Routine is important for young children to feel safe and have a sense of control. Having the knowledge of what comes next can create easier transitions between activities – especially challenging transitions such as dinner time or going to bed. Knowing what comes next in your schedule also helps you plan for your day, making it more fluid and productive, either in a classroom or at home. Education programs Zero to Three and PBS agree that routines build two important things: relationships and repetition which are key ingredients to any type of learning.

Just because routines add structure doesn’t mean you can’t still be flexible! Young children don’t conceptualize time the same way adults do, but if the expectation that nap time always comes after lunch time, then transitions will naturally become easier as children know what to expect. So it’s a nice day and you want an extra half hour playing outside? Great! Just make sure when you go in, the routine is still the same: lunch, then nap. Or maybe kiddo didn’t sleep well last night. No problem! Move everything up by 15 minutes in the same order to get to nap time a little sooner. These transitions can be supported with visual cues, such as a routine chart or a First Then Board along with transitional language, such as “After fruit, we’ll be all done lunch and then it’s time for nap” and “One more minute playing, then it’s time to clean up and read books”.

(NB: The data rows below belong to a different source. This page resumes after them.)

PR #760, opened 2025-02-20
feat: Add gcds-radios component

ethanWallace:
# Summary | Résumé

Add new `gcds-radios` component to replace `gcds-radio-group` component. The new `gcds-radio` component removes the dependancy on having the radio group wrapped in a `gcds-fieldset` component by making the fieldset part of the new component and moving all validation to the new component as well. This component should now function similar to all the other form components in GC Design System.

## New component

The National Association for the Education of Young Children (NAEYC) recommends that daycares and preschools provide predictable, structured daily routines to support children feeling secure and for teachers to support learning. But this is just as easily done at home with some visual supports and consistency!

Using Storyboard That, you can make lots of different visual schedules to support group play, daily routines or simple transitions such as First Then Boards. Linear (horizontal or vertical) routine charts are often easiest for young children to follow steps and see what comes next in their routine, but circular charts can be used as well.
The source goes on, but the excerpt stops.